My question concerns the gauge fixing in classical v.s. quantum $U(1)$ gauge theory. I will ask about the gauging fixing in quantum $U(1)$ gauge theory in a separated Phys-SE post.
For the classical $U(1)$ gauge theory,
we have the electric $\vec E$ and magnetic $\vec B$ written as the scalar $\phi $ and vector $\vec A$ potentials: $$ \vec E = - \vec \nabla \phi -\frac{\partial}{\partial t} \vec A. $$ $$ \vec B = \vec \nabla \times \vec A. $$
My understanding about the gauge fixing for this gauge theory is that we can chose for example, $(\phi, \vec A)$ to give a set of $\vec E$ and $\vec B$ fields.
But we can also shift to $$(\phi, \vec A) \mapsto (\phi + C_0, \vec A + \vec C)$$ where arbitrary choices of $(C_0, \vec C)$ still give the same solutions of $\vec E$ and $\vec B$. So a certain but arbitrary choice of $(C_0, \vec C)$ can be regarded as a way of gauge fixing? correct?

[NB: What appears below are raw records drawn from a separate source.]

PR #5455, opened 2020-10-22
Error custom primary key

roke22:
Bug can be reproduce with the "php artisan test", added BugPrimaryKeyTest to reproduce the error.

When you try to create a new primary key name in the postgresql database the name of the primary inside of the postgresql server is not your custom name is "yourtablename_pkey".

Then if you rename the table the and later try to remove that custom primary key you get an error because the generated name of the primary key is not the same and in the dropPrimary the name is omitted and not used.


GrahamCampbell:
// cc @driesvints

driesvints:
Please try a support channel first and if you can identify a bug, open up an issue on the laravel/framework repo.

- [Laracasts Forums](https://laracasts.com/discuss)
- [Laravel.io Forums](https://laravel.io/forum)
- [StackOverflow](https://stackoverflow.com/questions/tagged/laravel)
- [Discord](https://discordapp.com/invite/KxwQuKb)
- [Larachat](https://larachat.co)
- [IRC](https://webchat.freenode.net/?nick=laravelnewbie&channels=%23laravel&prompt=1)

Furthermore, we can also shift to $$(\phi, \vec A) \mapsto (\phi + \phi_0, \vec A + \vec A')$$ such that the followings are satisfied: $$ - \vec \nabla \phi_0 -\frac{\partial}{\partial t} \vec A'=0 $$ $$ \vec \nabla \times \vec A'=0 $$ Then we have a choice of $(\phi, \vec A) \mapsto (\phi + \phi_0, \vec A + \vec A')$ such that any choice is a way of gauge fixing? correct?
In a classical differential equation, we have $$ * d * F = J $$ $$ dF=0 $$ so $F=dA$ with $* d * dA = J$ is a solution. Say $F=dA'$ with $* d * dA' = J$ is also a solution. And the gauge fixing implies a different solutions of $F=dA$ and $F=dA'$ where $A$ and $A'$ are both valid solutions. What are the differential equation constraints then? Is my understanding complete to include ONLY: $$ * d * d (A-A')=0 $$ or do we need more constraints to do gauge fixing?
Am I correct to say that $A$ and $A'$ are in the same gauge profile thus should be regarded as the same gauge equivalent classes. Choose $A$ or choose $A'$ is simply a choice of gauge fixing?